(WHAT IS NEEDED)
From the first line to the last, output the entries exactly.

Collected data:
..........

PR #778, opened 2018-06-08
Remove prose scope

igloosi:
We don't have confidence that the prose scope is well understood – without further research / better documentation it's safer to remove it for now.
  
If you are currently using prose-scope, you should revert to applying classes to individual headings, lists and hr elements.

In version [0.0.29-alpha](https://github.com/alphagov/govuk-frontend/releases/tag/v0.0.29-alpha) release we have added the option to enable global link and paragraph styles. If you're using a recent version of the Private Beta Prototype kit, this is enabled by default.

Trello ticket: https://trello.com/c/v7tR99UO/955-remove-prose-scope


hannalaakso:
Looks like there's still a few references to the prose scope in `app/__test__/app.test.js` and in files in `src/core`.

igloosi:
good spot. updated

davidjamesstone:
FWIW, I thought this was a really neat feature. There are similar, generic classes in other css frameworks. I thought these were fairly well understood. e.g. [bulma](https://bulma.io/documentation/elements/content/).

A single class to handle WYSIWYG generated content, where only HTML tags are available is a common use case .

+1 for it's return!

36degrees:
Thanks for the feedback @davidjamesstone – that's really useful to know. We've not ruled out adding prose scope or at least something very similar back in in the future. It's also good to see examples of how this works in other systems, like in the Bulma documentation you linked to.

..........

(OUTPUT FOR THIS EXERCISE)
PR #778, opened 2018-06-08
Remove prose scope

igloosi:
We don't have confidence that the prose scope is well understood – without further research / better documentation it's safer to remove it for now.
  
If you are currently using prose-scope, you should revert to applying classes to individual headings, lists and hr elements.

In version [0.0.29-alpha](https://github.com/alphagov/govuk-frontend/releases/tag/v0.0.29-alpha) release we have added the option to enable global link and paragraph styles. If you're using a recent version of the Private Beta Prototype kit, this is enabled by default.

Trello ticket: https://trello.com/c/v7tR99UO/955-remove-prose-scope


hannalaakso:
Looks like there's still a few references to the prose scope in `app/__test__/app.test.js` and in files in `src/core`.

igloosi:
good spot. updated

davidjamesstone:
FWIW, I thought this was a really neat feature. There are similar, generic classes in other css frameworks. I thought these were fairly well understood. e.g. [bulma](https://bulma.io/documentation/elements/content/).

A single class to handle WYSIWYG generated content, where only HTML tags are available is a common use case .

+1 for it's return!

36degrees:
Thanks for the feedback @davidjamesstone – that's really useful to know. We've not ruled out adding prose scope or at least something very similar back in in the future. It's also good to see examples of how this works in other systems, like in the Bulma documentation you linked to.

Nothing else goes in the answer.